O velho conto

Correia da Fonseca

O enredo é velho e é conhecido, qualquer coisa como segue. Chega a Lisboa, talvez à estação fluvial do Terreiro do Paço, talvez a Santa Apolónia, talvez a um qualquer terminal rodoviário, um cidadão de boa-fé mas pouca ou nenhuma experiência em armadilhas tecidas pela falta de escrúpulos e de vergonha. Chega e é abordado por um sujeito de bom aspecto e falas fáceis que, invocando pressas inadiáveis ou outro pretexto, lhe propõe trocar uma apetitosa quantidade de notas acondicionadas em grosso maço hermeticamente fechado pelo escasso dinheiro que o cidadão abordado transporte consigo. Parece um bom e fácil negócio, o proponente é convincente, consta por aí que as óptimas oportunidades acontecem, do que resulta a proposta ser aceite pelo recém-chegado inexperiente e a troca ser consumada: passa ele para as mãos do desconhecido todo o conteúdo que trazia na carteira, recebe nas suas mãos ávidas o maço que supõe ser de notas e depressa verificará que é apenas de pedaços de páginas do «Diário de Notícias» ou, pior ainda, do «Correio da Manhã». Fica, pois, mais pobre do que chegara, excepto numa particular sabedoria: passa a saber por ciência directa o que é o chamado Conto do Vigário, obviamente punível pelos tribunais quando todos os astros se conjuguem para tanto, sem que mesmo nesse caso as notas que lhe foram extorquidas, as autênticas, regressem ao seu poder. Porque entretanto se terão evaporado, como é próprio do seu natural destino, e a este prejuízo se acrescentarão as despesas de natureza judicial ou outras que o vigarizado terá de suportar e virão adicionar-se à perda do capital inicial.

A presença do essencial

Este é, pois, o desenho esquemático do velho e já quase mítico Conto do Vigário que, como bem se compreende, tem acolhido variações ao longo dos tempos, pois bem se sabe que a arte de intrujar o cidadão crédulo está permanentemente a integrar novos métodos, designadamente e sobretudo quando ocorre em contextos sociais em que a primeira das regras é a do desenrascanço individual a qualquer preço.
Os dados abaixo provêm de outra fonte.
PR #2898, opened 2023-09-14
Allow StorageProfile to use a specific VolumeSnapshotClass

arnongilboa:
When there are several `VolumeSnapshotClasses` of the same provisioner but with different parameters, we would like to allow `StorageProfile` choose `VolumeSnapshotClass` for its `StorageClass`, so we won't choose the wrong one.

Fixes bz #2219774

**Release note**:
```release-note
Allow StorageProfile to use a specific VolumeSnapshotClass
```

### DIFF
--- a/pkg/controller/clone/common.go
+++ b/pkg/controller/clone/common.go
@@ -145,6 +145,23 @@ func GetStorageClassForClaim(ctx context.Context, c client.Client, pvc *corev1.P
 	return nil, nil
 }
 
+func getSnapshotClassForClaim(ctx context.Context, c client.Client, pvc *corev1.PersistentVolumeClaim) (*string, error) {
+	if pvc.Spec.StorageClassName == nil || *pvc.Spec.StorageClassName == "" {
+		return nil, nil
+	}
+
+	sp := &cdiv1.StorageProfile{}
+	exists, err := getResource(ctx, c, "", *pvc.Spec.StorageClassName, sp)
+	if err != nil {
+		return nil, err
+	}
+	if exists {
+		return sp.Status.SnapshotClass, nil
+	}
+
+	return nil, nil
+}
+
 // GetDriverFromVolume returns the CSI driver name for a PVC
 func GetDriverFromVolume(ctx context.Context, c client.Client, pvc *corev1.PersistentVolumeClaim) (*string, error) {
 	if pvc.Spec.VolumeName == "" {
@@ -208,19 +225,43 @@ func GetCommonDriver(ctx context.Context, c client.Client, pvcs ...*corev1.Persi
 	return result, nil
 }
 
+func getCommonSnapshotClass(ctx context.Context, c client.Client, pvcs ...*corev1.PersistentVolumeClaim) (*string, error) {
+	var result *string
+
+	for _, pvc := range pvcs {
+		sc, err := getSnapshotClassForClaim(ctx, c, pvc)
+		if err != nil {
+			return nil, err
+		}
+		if sc == nil {
+			return nil, nil
+		}
+		if result == nil {
+			result = sc
+		} else if *result != *sc {
+			return nil, nil
+		}
+	}
+
+	return result, nil
+}
+
 // GetCompatibleVolumeSnapshotClass returns a VolumeSnapshotClass name that works for all PVCs
 func GetCompatibleVolumeSnapshotClass(ctx context.Context, c client.Client, pvcs ...*corev1.PersistentVolumeClaim) (*string, error) {
 	driver, err := GetCommonDriver(ctx, c, pvcs...)
 	if err != nil {
 		return nil, err
 	}
-
 	if driver == nil {
 		return nil, nil
 	}
 
-	//FIXME: may pass snapshotClassName if common to all pvcs?
-	return cc.GetVolumeSnapshotClass(context.TODO(), c, *driver, nil)
+	snapshotClassName, err := getCommonSnapshotClass(ctx, c, pvcs...)
+	if err != nil {
+		return nil, err
+	}
+
+	return cc.GetVolumeSnapshotClass(context.TODO(), c, *driver, snapshotClassName)
 }
 
 // SameVolumeMode returns true if all pvcs have the same volume mode
--- a/pkg/controller/clone/common.go
+++ b/pkg/controller/clone/common.go
@@ -146,12 +146,13 @@ func GetStorageClassForClaim(ctx context.Context, c client.Client, pvc *corev1.P
 }
 
 func getSnapshotClassForClaim(ctx context.Context, c client.Client, pvc *corev1.PersistentVolumeClaim) (*string, error) {
-	if pvc.Spec.StorageClassName == nil || *pvc.Spec.StorageClassName == "" {
-		return nil, nil
+	sc, err := cc.GetStorageClassByNameWithK8sFallback(ctx, c, pvc.Spec.StorageClassName)
+	if err != nil || sc == nil {
+		return nil, err
 	}
 
 	sp := &cdiv1.StorageProfile{}
-	exists, err := getResource(ctx, c, "", *pvc.Spec.StorageClassName, sp)
+	exists, err := getResource(ctx, c, "", sc.Name, sp)
 	if err != nil {
 		return nil, err
 	}
@@ -247,7 +248,9 @@ func getCommonSnapshotClass(ctx context.Context, c client.Client, pvcs ...*corev
 }
 
 // GetCompatibleVolumeSnapshotClass returns a VolumeSnapshotClass name that works for all PVCs
-func GetCompatibleVolumeSnapshotClass(ctx context.Context, c client.Client, log logr.Logger, pvcs ...*corev1.PersistentVolumeClaim) (*string, error) {
+// Note the last PVC passed is considered the target PVC for logs and events
+func GetCompatibleVolumeSnapshotClass(ctx context.Context, c client.Client, log logr.Logger, recorder record.EventRecorder, pvcs ...*corev1.PersistentVolumeClaim) (*string, error) {
+	targetClaim := pvcs[len(pvcs)-1]
 	driver, err := GetCommonDriver(ctx, c, pvcs...)
 	if err != nil {
 		return nil, err
@@ -261,7 +264,7 @@ func GetCompatibleVolumeSnapshotClass(ctx context.Context, c client.Client, log 
 		return nil, err
 	}
 
-	return cc.GetVolumeSnapshotClass(context.TODO(), c, *driver, snapshotClassName, log)
+	return cc.GetVolumeSnapshotClass(context.TODO(), c, targetClaim, *driver, snapshotClassName, log, recorder)
 }
 
 // SameVolumeMode returns true if all pvcs have the same volume mode
--- a/pkg/controller/clone/common.go
+++ b/pkg/controller/clone/common.go
@@ -247,7 +247,7 @@ func getCommonSnapshotClass(ctx context.Context, c client.Client, pvcs ...*corev
 }
 
 // GetCompatibleVolumeSnapshotClass returns a VolumeSnapshotClass name that works for all PVCs
-func GetCompatibleVolumeSnapshotClass(ctx context.Context, c client.Client, pvcs ...*corev1.PersistentVolumeClaim) (*string, error) {
+func GetCompatibleVolumeSnapshotClass(ctx context.Context, c client.Client, log logr.Logger, pvcs ...*corev1.PersistentVolumeClaim) (*string, error) {
 	driver, err := GetCommonDriver(ctx, c, pvcs...)
 	if err != nil {
 		return nil, err
@@ -261,7 +261,7 @@ func GetCompatibleVolumeSnapshotClass(ctx context.Context, c client.Client, pvcs
 		return nil, err
 	}
 
-	return cc.GetVolumeSnapshotClass(context.TODO(), c, *driver, snapshotClassName)
+	return cc.GetVolumeSnapshotClass(context.TODO(), c, *driver, snapshotClassName, log)
 }
 
 // SameVolumeMode returns true if all pvcs have the same volume mode
--- a/pkg/controller/clone/common.go
+++ b/pkg/controller/clone/common.go
@@ -3,14 +3,11 @@ package clone
 import (
 	"context"
 	"fmt"
-	"sort"
 
 	"github.com/go-logr/logr"
-	snapshotv1 "github.com/kubernetes-csi/external-snapshotter/client/v6/apis/volumesnapshot/v1"
 	corev1 "k8s.io/api/core/v1"
 	storagev1 "k8s.io/api/storage/v1"
 	k8serrors "k8s.io/apimachinery/pkg/api/errors"
-	"k8s.io/apimachinery/pkg/api/meta"
 	metav1 "k8s.io/apimachinery/pkg/apis/meta/v1"
 	"k8s.io/apimachinery/pkg/util/sets"
 	"k8s.io/client-go/tools/record"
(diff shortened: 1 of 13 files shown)


pkg/controller/common/util.go
```diff
@@ -1803,7 +1803,7 @@ func ValidateSnapshotCloneProvisioners(ctx context.Context, c client.Client, sna
 }
 
 // GetSnapshotClassForSmartClone looks up the snapshot class based on the storage class
-func GetSnapshotClassForSmartClone(dvName string, targetPvcStorageClassName *string, log logr.Logger, client client.Client) (string, error) {
+func GetSnapshotClassForSmartClone(dvName string, targetPvcStorageClassName, snapshotClassName *string, log logr.Logger, client client.Client) (string, error) {
```
akalenyu, line 1806: Maybe we should define something more deterministic for the `else {` case?
Right now we're just picking the first match, but maybe we can define something like
- StorageProfile
- [Default](https://kubernetes.io/docs/concepts/storage/volume-snapshot-classes/#the-volumesnapshotclass-resource) cluster snap class
- first match in sorted slice

akalenyu, line 1806: Am I missing something, or does this need to change too?
https://github.com/kubevirt/containerized-data-importer/blob/581dfb91c7699a587335ff63fe1120958a776886/pkg/controller/clone/common.go#L214-L215

pkg/controller/storageprofile-controller.go
```diff
@@ -86,10 +86,13 @@ func (r *StorageProfileReconciler) reconcileStorageProfile(sc *storagev1.Storage
 
 	storageProfile.Status.StorageClass = &sc.Name
 	storageProfile.Status.Provisioner = &sc.Provisioner
-	snapClass, err := cc.GetSnapshotClassForSmartClone("", &sc.Name, r.log, r.client)
+	snapClass, err := cc.GetSnapshotClassForSmartClone("", &sc.Name, storageProfile.Spec.SnapshotClass, r.log, r.client)
 	if err != nil {
 		return reconcile.Result{}, err
 	}
+	if snapClass != "" {
+		storageProfile.Status.SnapshotClass = &snapClass
```
akalenyu, line 94: Just making sure, status will always be populated with the vsc that is going to be used?
So an Admin can only change the spec unless the one that got picked up is wrong?

akalenyu (commented):
PR looks good and makes sense according to the sig storage call,
just some questions

/cc @aglitke for some more eyes on the approach

pkg/controller/common/util.go
arnongilboa: Sure we can add the default cluster snap class (if there is one) instead of the first match.

arnongilboa: Yes it should, and I guess they should be refactored to reuse the same code.

akalenyu: I can see how its more tricky in the populator case, since you probably don't want to start looking up storage profiles here

aglitke: Agree but you can only pick the default SnapClass if the provisioner matches.   So the order is something like:
* StorageProfile
* If there is a single snap class matching the provisioner (easy case): Use single matching snap class
* If there are multiple matches and there is a default snap class with matching provisioner: Default cluster snap class
* If there are multiple matches and no matching default snap class: choose first match in sorted slice

pkg/controller/common/util.go
```diff
@@ -1820,25 +1823,59 @@ func GetSnapshotClassForSmartClone(dvName string, targetPvcStorageClassName *str
...
+			dvName, "snapshot class", *vscName)
+		return *vscName, nil
 	}
 
 	logger.Info("Could not match snapshotter with storage class, falling back to host assisted clone")
 	return "", nil
 }
 
+// GetVolumeSnapshotClass looks up the snapshot class based on the driver and an optional specific name
+func GetVolumeSnapshotClass(ctx context.Context, c client.Client, driver string, snapshotClassName *string) (*string, error) {
```
aglitke, line 1841: Let's make sure we log why we chose a particular snapshot class.  This reminds me of the work we are doing to help people understand why we needed to fall back to host-assisted clone.

aglitke (commented):
Approach looks good.  I made some comments.

pkg/controller/common/util.go
arnongilboa: @aglitke that's exactly what implemented.

pkg/controller/common/util.go
arnongilboa: Added

pkg/controller/common/util.go
akalenyu: I am more concerned about the coupling of storage profiles and our populators
@alromeros Did we ever mean for our set of populators to be used standalone?
Or is this fine to look up storage profiles?

alromeros: > @alromeros Did we ever mean for our set of populators to be used standalone?

Yeah... so it depends on what we mean by standalone usage. We first merged the populators without DV support and ensured it was well-tested and reliable as a standalone feature. However they'll always be dependent on CDI controllers, so don't know if relying on storage profiles would be against this design decision.

alromeros: Yeah, we plan to keep depending on all import, upload, and clone controllers. So I guess that if the main rationale behind populators was always to stop depending on DVs (and we are close to achieving that), there's no problem with resorting to storage profiles since they were never an issue to begin with.

akalenyu (commented):
So apparently I lied and default-snapshot-class is a per-provisioner setting!
I don't think it's clear from k8s [docs](https://kubernetes.io/docs/concepts/storage/volume-snapshot-classes/#the-volumesnapshotclass-resource) but I stumbled across the code

https://github.com/kubernetes-csi/external-snapshotter/blob/ff71329d8cc08dca53194f8d4568ed53e69ecb82/pkg/common-controller/snapshot_controller.go#L1362-L1374

I guess this makes the situation solvable without any additions?
@arnongilboa @aglitke

arnongilboa:
> So apparently I lied and default-snapshot-class is a per-provisioner setting! I don't think it's clear from k8s [docs](https://kubernetes.io/docs/concepts/storage/volume-snapshot-classes/#the-volumesnapshotclass-resource) but I stumbled across the code
> 
> https://github.com/kubernetes-csi/external-snapshotter/blob/ff71329d8cc08dca53194f8d4568ed53e69ecb82/pkg/common-controller/snapshot_controller.go#L1362-L1374
> 
> I guess this makes the situation solvable without any additions? @arnongilboa @aglitke

@akalenyu  but the whole idea (see the bz) was allowing to use different VolumeSnapshotClasses with the same provisioner, so how does default-per-provisioner help here?

akalenyu:
> > So apparently I lied and default-snapshot-class is a per-provisioner setting! I don't think it's clear from k8s [docs](https://kubernetes.io/docs/concepts/storage/volume-snapshot-classes/#the-volumesnapshotclass-resource) but I stumbled across the code
> > https://github.com/kubernetes-csi/external-snapshotter/blob/ff71329d8cc08dca53194f8d4568ed53e69ecb82/pkg/common-controller/snapshot_controller.go#L1362-L1374
> > I guess this makes the situation solvable without any additions? @arnongilboa @aglitke
> 
> @akalenyu but the whole idea (see the bz) was allowing to use different VolumeSnapshotClasses with the same provisioner, so how does default-per-provisioner help here?

We could avoid the storageprofile field and just add respecting for the default snapclass, which they can always change as needed

arnongilboa:
> > > So apparently I lied and default-snapshot-class is a per-provisioner setting! I don't think it's clear from k8s [docs](https://kubernetes.io/docs/concepts/storage/volume-snapshot-classes/#the-volumesnapshotclass-resource) but I stumbled across the code
> > > https://github.com/kubernetes-csi/external-snapshotter/blob/ff71329d8cc08dca53194f8d4568ed53e69ecb82/pkg/common-controller/snapshot_controller.go#L1362-L1374
> > > I guess this makes the situation solvable without any additions? @arnongilboa @aglitke
> > 
> > 
> > @akalenyu but the whole idea (see the bz) was allowing to use different VolumeSnapshotClasses with the same provisioner, so how does default-per-provisioner help here?
> 
> Right we would still need changes. But we could avoid the storageprofile field and just add respecting for the default snapclass, which they can always change as needed

but the user wants to use two different VolumeSnapshotClasses with the same provisioner `in parallel`, so patching the default with the desired value per PVC creation seems like a an ugly hack.

akalenyu:
> > > > So apparently I lied and default-snapshot-class is a per-provisioner setting! I don't think it's clear from k8s [docs](https://kubernetes.io/docs/concepts/storage/volume-snapshot-classes/#the-volumesnapshotclass-resource) but I stumbled across the code
> > > > https://github.com/kubernetes-csi/external-snapshotter/blob/ff71329d8cc08dca53194f8d4568ed53e69ecb82/pkg/common-controller/snapshot_controller.go#L1362-L1374
> > > > I guess this makes the situation solvable without any additions? @arnongilboa @aglitke
> > > 
> > > 
> > > @akalenyu but the whole idea (see the bz) was allowing to use different VolumeSnapshotClasses with the same provisioner, so how does default-per-provisioner help here?
> > 
> > 
> > Right we would still need changes. But we could avoid the storageprofile field and just add respecting for the default snapclass, which they can always change as needed
> 
> but the user wants to use two different VolumeSnapshotClasses with the same provisioner `in parallel`, so patching the default with the desired value per PVC creation seems like a an ugly hack.

Yep, in that case we still need a storage profile field, it's too ugly to keep patching them

pkg/controller/common/util.go
```diff
@@ -1820,25 +1823,63 @@ func GetSnapshotClassForSmartClone(dvName string, targetPvcStorageClassName *str
...
+// GetVolumeSnapshotClass looks up the snapshot class based on the driver and an optional specific name
+func GetVolumeSnapshotClass(ctx context.Context, c client.Client, driver string, snapshotClassName *string, log logr.Logger) (*string, error) {
+	logger := log.WithName("GetVolumeSnapshotClass").V(3)
+	if snapshotClassName != nil {
+		vsc := &snapshotv1.VolumeSnapshotClass{}
+		if err := c.Get(context.TODO(), types.NamespacedName{Name: *snapshotClassName}, vsc); err != nil {
+			return nil, err
+		}
+		if vsc.Driver == driver {
+			logger.Info("VolumeSnapshotClass selected according to StorageProfile", "name", vsc.Name)
```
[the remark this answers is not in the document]
arnongilboa: Choosing a specific VolumeSnapshotClass is a simple good-path logic and a rare use case, so I think logging it is more than enough (unlike the fallback to host-assisted clone where we added pvc event and anotation). @aglitke wdyt?

pkg/controller/clone/common.go
```diff
@@ -148,6 +145,23 @@ func GetStorageClassForClaim(ctx context.Context, c client.Client, pvc *corev1.P
 	return nil, nil
 }
 
+func getSnapshotClassForClaim(ctx context.Context, c client.Client, pvc *corev1.PersistentVolumeClaim) (*string, error) {
+	if pvc.Spec.StorageClassName == nil || *pvc.Spec.StorageClassName == "" {
+		return nil, nil
```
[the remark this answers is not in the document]
arnongilboa: Fixed

pkg/controller/common/util.go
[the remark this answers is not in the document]
aglitke: Since this decision was made based on something other than the PVC/DV spec, I think we should err on the side of over-communicating this decision.  I agree with @awels .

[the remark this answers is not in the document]
awels: I guess the problem here is that we don't have the PVC so it is difficult to communicate this information.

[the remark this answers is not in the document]
awels: But we could pass in the name of the PVC, and use that to then look up the PVC and emit the event.

awels (commented):
looks good minus the issue about emitting an event.

awels (approved):

pkg/controller/storageprofile-controller.go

Ora, nos últimos dias a televisão tem vindo a falar-nos de um caso concreto que tem todas as características fundamentais do Conto do Vigário, embora acontecido não ao ar livre, à beira de um lugar de chegada à capital, mas sim em amplas salas climatizadas e revestido por um vocabulário técnico que melhora o seu aspecto: é o escândalo da venda aos balcões do falecido BES do chamado «papel comercial», designação aliás suspeita de ser imprópria por a operação não emergir de qualquer acto de comércio corrente mas consubstanciar, isso sim, uma operação financeira. Lá está, neste caso, o essencial do Conto: a troca de dinheiro autêntico por títulos (desmaterializados ou não) que não valem nada porque ninguém aceita pagá-los. E a televisão tem trazido a nossas casas o penosíssimo espectáculo de dezenas de vítimas da fraude que se vêem despojadas do produto de décadas de trabalho e talvez de privações, a quem os protagonistas deste triste entremez negam até a palavra de esperança que lhes é devida. Banco ex-ES alcunhado de Novo, Banco ES decerto Velho e assaltado por dentro, Banco de Portugal supostamente vigilante e inevitavelmente responsável, Governo, todos se cumpliciam na recusa de responsabilidades e no aparente abandono dos lesados à sua desgraçada sorte. Quando muito, surge por vezes, esfumado, o perfil de alguns pequenos intervenientes de qualquer modo não responsabilizáveis: os empregados bancários, em dada altura agraciados com o vistoso título de «gestores de conta», que receberam dos banqueiros seus patrões ordem para impingirem a clientes confiantes o tal «papel comercial» por troca com as respectivas economias. É claro que obedeceram de boa-fé, tal como é claro que por alternativa à obediência só tinham a de procurar outro emprego. Mas dos caminhos por onde se escoou esse dinheiro, tal como dos lugares por onde prosseguem as suas vidas aqueles que o embolsaram, não nos tem falado a televisão. Adivinha-se: decerto por não ser matéria com «interesse jornalístico».